Here's my take... He's now got performance anxiety on top of whatever issues he had before, in terms of sex during/after pregnancy. So he's resorting to porn to get off. It's NOT cheating, even if it is doing really nasty things to your relationship. Same as drinking isn't cheating, even if it destroys relationships and sex lives. 

There's no reason why you can't work through this, but it may take some work. Someone recently posted a link in here to performance anxiety, and dealing with it. Maybe take a look through the postings for the last week, if you can.

How was your sex life before the baby?

In the meantime, tell him there's tons of free porn on the Internet. No sense buying it at $15/pop! 

C


----------



## Married&Confused (Jan 19, 2011)

i have heard where guys get freaked out after their kid is born and view their wife's genitals in a whole different way. 
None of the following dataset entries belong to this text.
PR #2677, opened 2023-07-28
Apply shift swap requests to schedule events

matiasb:
Reflect swap requests details in schedule events.

### DIFF
--- a/engine/apps/schedules/ical_utils.py
+++ b/engine/apps/schedules/ical_utils.py
@@ -61,7 +61,6 @@ IcalEvents = typing.List[IcalEvent]
 def users_in_ical(
     usernames_from_ical: typing.List[str],
     organization: "Organization",
-    users_to_filter: typing.Optional["UserQuerySet"] = None,
 ) -> typing.Sequence["User"]:
     """
     This method returns a sequence of `User` objects, filtered by users whose username, or case-insensitive e-mail,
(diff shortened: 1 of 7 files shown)


engine/apps/schedules/ical_utils.py
```diff
@@ -378,35 +360,11 @@ def get_oncall_users_for_multiple_schedules(
...
-                current_usernames, _ = get_usernames_from_ical_event(event)
-                usernames.update(current_usernames)
-
-    # Fetch relevant users from the db
-    emails = [username.lower() for username in usernames]
-    users = organization.users.filter(
-        Q(**User.build_permissions_query(RBACPermission.Permissions.SCHEDULES_WRITE, organization))
-        & (Q(username__in=usernames) | Q(email__lower__in=emails))
-    )
-
```
matiasb, line 402: Iterating over schedule events and getting users with an `OR` query doesn't seem better than going the original path (did some testing). Also, when applying swaps, if a user wasn't part of the original schedule, we don't get that user information.

engine/apps/schedules/models/shift_swap_request.py
```diff
@@ -122,7 +127,8 @@ def take(self, benefactor: "User") -> None:
         self.benefactor = benefactor
         self.save()
 
-        # TODO: implement the actual override logic in https://github.com/grafana/oncall/issues/2590
+        # make sure final schedule ical representation is updated
+        refresh_ical_final_schedule.apply_async((self.schedule.pk,))
```
joeyorlando, line 131: ❤️

joeyorlando (approved):

engine/apps/schedules/ical_utils.py
```diff
@@ -61,7 +60,6 @@
 def users_in_ical(
     usernames_from_ical: typing.List[str],
     organization: "Organization",
-    users_to_filter: typing.Optional["UserQuerySet"] = None,
 ) -> typing.Sequence["User"]:
```
joeyorlando, line 63: we can probably change the return type here. I believe it was like this to accommodate the union between a list and a queryset

PR #2710, opened 2023-08-01
Update schedule slack notifications

Ferril:
# What this PR does

Update schedule slack notifications to use schedule final events instead of getting events from iCal

## Checklist


engine/apps/schedules/tests/test_notify_about_empty_shifts_in_schedule.py
```diff
@@ -0,0 +1,170 @@
...
+
+    assert mock_slack_api_call.called
+
+    schedule.refresh_from_db()
+    assert empty_shifts_report_sent_at != schedule.empty_shifts_report_sent_at
+    assert schedule.has_empty_shifts
+
+
+@pytest.mark.django_db
+def test_empty_non_empty_shifts_trigger_notification(
```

i think some professional help is in order here.


----------



## Crushed&Confused (Mar 18, 2011)

to pbear before I became pregnant we couldn't get enough of each other! to married&confused I know that's possiable however is it the same for a c-section birth?


----------



## Runs like Dog (Feb 25, 2011)

Sex with a pregnant woman is awwwwwwesommmme!


----------



## hubby (Aug 10, 2009)

I know I struggled with how I viewed my wife sexually during pregnancy, and I am very high drive. For some guys I know it is very difficult to wrap you heads around viewing yoir spouse a sexual being and a pregnant mother at the same time. You should definantely not think anything less of yourself. He probably still sees you that way. You guys need to take yourself out of the mother/father role and have a date night a few times a week, an overnight one if possible. A lot of couples struggle for years after childbirth because they are not bake to escape their parental roles and see each other as a couple. It certainly takes a lot of effort to do that shortly after childbirth. The important thing to remember is that you two were a couple for 3 years, it will be just the two of you in 18 years, you need to prioritize yourselves as a couple first, even before parents. I think you already realize this, just need to make this hit home with your man.
_Posted via Mobile Device_


----------



## IH8theFriendZone (Mar 14, 2011)

Hey C&C...as the higher libido spouse, even though our situations are different, I can EASILY identify with your needs and your sense of frustration and feeling of humiliation. My "love language," the things I need and associate with love, are physical touch and words of affection. And baby, I CRAAAAVE that stuff...physical affection, intimacy, words of praise and adoration, etc. 
As a guy, do I think he's cheating? No...from what I gather, I really don't think so. So take heart...I genuinely believe that it's psychological on his part and I think he's feeling a kind of humiliation and frustration of his own and clearly does not want to communicate it. Your pregnancy has altered is view of you...not for the worse (at least from your description of it); just changed, that's all. I think he's watching porn and getting off to A) make sure his junk still works; B) take care of himself since he's not able to with you -- which is NOT your fault; and C) because he may feel embarrassed and/or humiliated that his manhood no longer responds to you the way it used to.
I understand your frustration. I really do. But I think this is most likely a very major misunderstanding and one that can be worked through. Something tells me he just might be a difficult one to break through to. 
The only thing I'd chastise him for is dropping some major coinage on porn that can be easily accessed for free on the internet. Everything else, he needs to know that this is A) ok and fixable; and B) that you want to support him and help.
Oh, and since you're engaged, DO NOT get married until you have your sexual needs and his straightened out and clear as day. Had I to do everything over again, I almost would have incorporated sexual fulfillment into a prenup...or at the very least, made it a hidden part of our wedding vows (like a wink during the line, "to have and to hold," or something)...but it would be absolutely clear going into my marriage that a steadfast campaign of refusal to address my need for intimacy and sexual fulfillment is akin to infidelity and grounds for divorce. But that's a whole other thread.


----------



## MsLonely (Sep 23, 2010)

Porn is not cheating. It's adult nature entertainments!
Yeah! Love it!
Your husband might have low testosterone.
Nothing can really affect a man's sexual life except illness or his testosterone level decreases!
If he loves porn more than a real puxxy, something wrong with his testosterone! Trust me!


----------



## SimplyAmorous (Nov 25, 2009)

Crushed&Confused said:


> to pbear before I became pregnant we couldn't get enough of each other! to married&confused I know that's possiable however is it the same for a c-section birth?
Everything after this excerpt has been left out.